Microsoft is bringing Android and iOS apps to Windows phones


Android and iOS apps on Windows phones? Yup. Photo: Microsoft

More than four years after its debut, Windows Phone still has a native app problem. Microsoft has now accepted that’s not going to change anytime soon, so in an effort to attract new users to its platform, it’s going to allow them to run Android and iOS apps… sort of.

BlackBerry has been allowing users run Android apps on its BB10 platform since its inception, and after struggling to persuade developers to build native applications, it has made the process of installing Android apps easier by pre-installing the Android Appstore.

Now Microsoft is following a somewhat similar path.

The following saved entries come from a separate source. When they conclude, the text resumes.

PR #179, opened 2024-07-02
Add test plan of JSON payloads in Quarkus REST endpoints

jcarranzan:
### Links

JIRA:
 [QQE-379](https://issues.redhat.com/browse/QQE-379)

Quarkus documentation:
- [Writing JSON REST Services ](https://quarkus.io/guides/rest-json)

The software giant has tried and failed to attract many of the biggest mobile developers, and that has meant Windows Phone users have had to do without many of the titles that are huge on Android and iOS, including Snapchat, Tinder, and anything made by Google.

It’s a common problem for a platform with a small — at least in comparison with Android and iOS — user base; developers don’t want to spend time building apps for a platform with a 2.8% market share, and consumers don’t want to invest in a platform with no apps.

So, to attract some of those consumers to its new Windows 10 platform for smartphones, Microsoft is providing support for apps built for Android and iOS. But it hopes to do a better job of it than BlackBerry has.

Rather than just giving users the ability to install Android APK packages and run them inside an emulator, Microsoft is going to make it seamless for developers to use their existing Android and iOS code to build a native Windows 10 app.

All the code they’ve already written in Java, C++, and Objective C can be imported into Microsoft’s development tools to build a Windows 10 smartphone app incredibly quickly. They can then integrate Microsoft services and Windows features with little effort.

While users will be running apps originally built for third-party platforms, then, they will feel just like native apps, and they will support things like Live Tiles and Xbox Live achievements.

From a development point of view, this means porting apps to Windows is going to be easier and cheaper than ever before. With little time, effort, and fewer resources, they can put their app into the hands of hundreds of thousands of new users.

There’s never been a better reason to develop for Windows smartphones, and it will surely boost the platform’s app catalog at a rapid rate — in turn attracting new users, and ensuring existing ones aren’t looking elsewhere for new apps.

This is by far the biggest improvement Microsoft is introducing with Windows 10.